BEGIN STORED DATA
PR #803, opened 2024-01-03
refactor(state_keeper): Abstract ConditionalSealer

popzxc:
## What ❔

Defines a new trait: `ConditionalSealer` and provides two implementations: `SequencerSealer` and `NoopSealer`.

## Why ❔

- Prerequisite for ZK Stack configuration system.
- Leaves a single constructor for the state keeper.
- Removes `StateKeeperConfig` use from `TxSender`.
- Potentially makes it possible to create `ConditionalSealer` that contains some kind of sealing logic but does not rely on `StateKeeperConfig`.

## Checklist

### DIFF
--- a/core/lib/zksync_core/src/lib.rs
+++ b/core/lib/zksync_core/src/lib.rs
@@ -70,7 +70,9 @@ use crate::{
         MetadataCalculator, MetadataCalculatorConfig, MetadataCalculatorModeConfig,
     },
     metrics::{InitStage, APP_METRICS},
-    state_keeper::{create_state_keeper, MempoolFetcher, MempoolGuard, MiniblockSealer},
+    state_keeper::{
+        create_state_keeper, MempoolFetcher, MempoolGuard, MiniblockSealer, SequencerSealer,
+    },
 };
 
 pub mod api_server;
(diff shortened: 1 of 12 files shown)


core/lib/zksync_core/src/lib.rs
```diff
@@ -5,6 +5,7 @@ use std::{net::Ipv4Addr, str::FromStr, sync::Arc, time::Instant};
 use anyhow::Context as _;
 use futures::channel::oneshot;
 use prometheus_exporter::PrometheusExporterConfig;
+use state_keeper::SequencerSealer;
```
slowli, line 8: Nit: This is not an external import; it should be prefixed with `crate::` to make this clear.

slowli (approved):

core/lib/zksync_core/src/lib.rs
popzxc: Fixed. Kinda sad that `rustfmt` can't do that automatically, since looks like `rust-analyzer` autoimport functionality is somewhat random.

slowli (approved):

core/lib/zksync_core/src/state_keeper/seal_criteria/conditional_sealer.rs
```diff
@@ -114,3 +142,31 @@ impl ConditionalSealer {
         ]
     }
 }
+
+/// Implementation of [`ConditionalSealer`] that never seals the batch.
+/// Can be used in contexts where, for example, state keeper configuration is not available,
+/// or the decision to seal batch is taken by some other component.
+#[derive(Debug)]
```
RomanBrodetski, line 149: what are the examples of such contexts? EN is mentioned elsewhere - makes sense that the EN doesn't seal l1 batches (for now). But I think the reason for this is that we are afraid of divergencies - in theory the EN should apply the same sealing criteria and panic if the l1 batch is sealed "incorrectly".

RomanBrodetski (approved):

core/lib/zksync_core/src/state_keeper/seal_criteria/conditional_sealer.rs
popzxc: > what are the examples of such contexts? 

API server on EN that accepts any transaction and defers checks to the main node.

> But I think the reason for this is that we are afraid of divergencies

We're not afraid of divergencies. The sealer on the main node uses `StateKeeperConfig` and EN doesn't currently have a mechanism to synchronize the settings with the main node if they ever change (which absolutely can happen).

popzxc: Uh, and also unit tests, obviously.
END STORED DATA
▶ _ACTION ITEM_: Lines containing the string "MiniblockSealer" are the ones to copy from the entries above.

▶ _REPLY_:
-    state_keeper::{create_state_keeper, MempoolFetcher, MempoolGuard, MiniblockSealer},
+        create_state_keeper, MempoolFetcher, MempoolGuard, MiniblockSealer, SequencerSealer,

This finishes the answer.